Stored data entries
PR #5933, opened 2019-07-16
Refine PR Builder Code

saadmk11:
This PR Will work on improving the code for PR builder by updating the code suggested in code reviews

### DIFF
--- a/readthedocs/core/views/hooks.py
+++ b/readthedocs/core/views/hooks.py
@@ -113,9 +113,8 @@ def get_or_create_external_version(project, identifier, verbose_name):
 
     if created:
         log.info(
-            '(Create External Version) Added Version: [%s] ', ' '.join(
-                external_version.slug
-            )
+            '(Create External Version) Added Version: [%s] ',
+            external_version.slug
         )
     else:
         # identifier will change if there is a new commit to the Pull/Merge Request
@@ -124,9 +123,8 @@ def get_or_create_external_version(project, identifier, verbose_name):
             external_version.save()
 
             log.info(
-                '(Update External Version) Updated Version: [%s] ', ' '.join(
-                    external_version.slug
-                )
+                '(Update External Version) Updated Version: [%s] ',
+                external_version.slug
             )
     return external_version
 
@@ -151,9 +149,8 @@ def delete_external_version(project, identifier, verbose_name):
         # Delete External Version
         external_version.delete()
         log.info(
-            '(Delete External Version) Deleted Version: [%s]', ' '.join(
-                external_version.slug
-            )
+            '(Delete External Version) Deleted Version: [%s]',
+            external_version.slug
         )
 
         return external_version.verbose_name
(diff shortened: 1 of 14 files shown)


readthedocs/core/views/hooks.py
```diff
@@ -105,30 +105,23 @@ def get_or_create_external_version(project, identifier, verbose_name):
...
-        manager=EXTERNAL
-    ).filter(verbose_name=verbose_name).first()
+    external_version, created = project.versions.get_or_create(
+        verbose_name=verbose_name,
+        type=EXTERNAL,
+        defaults={'identifier': identifier, 'active': True},
+    )
 
-    if external_version:
+    if not created:
```
ericholscher: I'd switch this logic around, and do `if created`. It just reads a bit cleaner.

readthedocs/core/views/hooks.py
```diff
@@ -105,30 +105,23 @@ def get_or_create_external_version(project, identifier, verbose_name):
...
         # identifier will change if there is a new commit to the Pull/Merge Request
         if external_version.identifier != identifier:
             external_version.identifier = identifier
             external_version.save()
```
ericholscher: We should probably log in this case too (eg. updated external version)

readthedocs/templates/builds/build_detail.html
```diff
@@ -91,7 +91,11 @@
         {% endif %}
       </span>
       <span class="build-commit" data-bind="visible: commit">
+        {% if build.get_commit_url %}
           (<a data-bind="attr: {href: commit_url}"><span data-bind="text: commit">{{ build.commit }}</span></a>)
+        {% else %}
+            (<span data-bind="text: commit">{{ build.commit }}</span>)
```
ericholscher: Does this break the JS code that tries to update `commit_url` if it doesn't exist? I don't know how knockout.js handles this, but we might also need to check for it on that side.

saadmk11: Okay I'll check this :)

saadmk11: I have checked. there is no error on the browsers console window. and `commit_url` does always exist. but set to `None` when conditions are not met.

readthedocs/projects/tasks.py
```diff
@@ -578,18 +578,21 @@ def run_build(self, docker, record):
 
         if self.build_env.failed:
             self.send_notifications(self.version.pk, self.build['id'])
-            # send build failure status to git Status API
+            # if the build failed, send build failure status to git Status API
+            # to show status report on the providers pull/merge request UI.
```
ericholscher: This is still just explaining what the code does. We can just remove these comments, we don't need to explain anything here.

readthedocs/core/views/hooks.py
```diff
@@ -105,30 +105,29 @@ def get_or_create_external_version(project, identifier, verbose_name):
...
+        verbose_name=verbose_name,
+        type=EXTERNAL,
+        defaults={'identifier': identifier, 'active': True},
+    )
 
-    if external_version:
+    if created:
+        log.info(
+            '(Create External Version) Added Version: [%s] ', ' '.join(
+                external_version.slug
```
ericholscher: Why are we calling `join` on a slug?

saadmk11: Opps! I was doing something else forgot to remove it sorry.

PR #5944, opened 2019-07-17
Properly return None when there's no highlight on a hit.

ericholscher:


dojutsu-user:
This also needs to change -- https://github.com/readthedocs/readthedocs.org/blob/0f47f05b2e48822161ee85cb647bac9c1a72f42e/readthedocs/search/views.py#L120-L134

I think we should move `_get_inner_hits_highlights` to `search.utils` and then use it from there?

dojutsu-user:
I think it would be better to move the entire logic of sorting the search results to `search.utils` and call from there.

• REQUIREMENT: Copy out each line of the data that includes the string "failed".

• RESULT:
         if self.build_env.failed:
+            # if the build failed, send build failure status to git Status API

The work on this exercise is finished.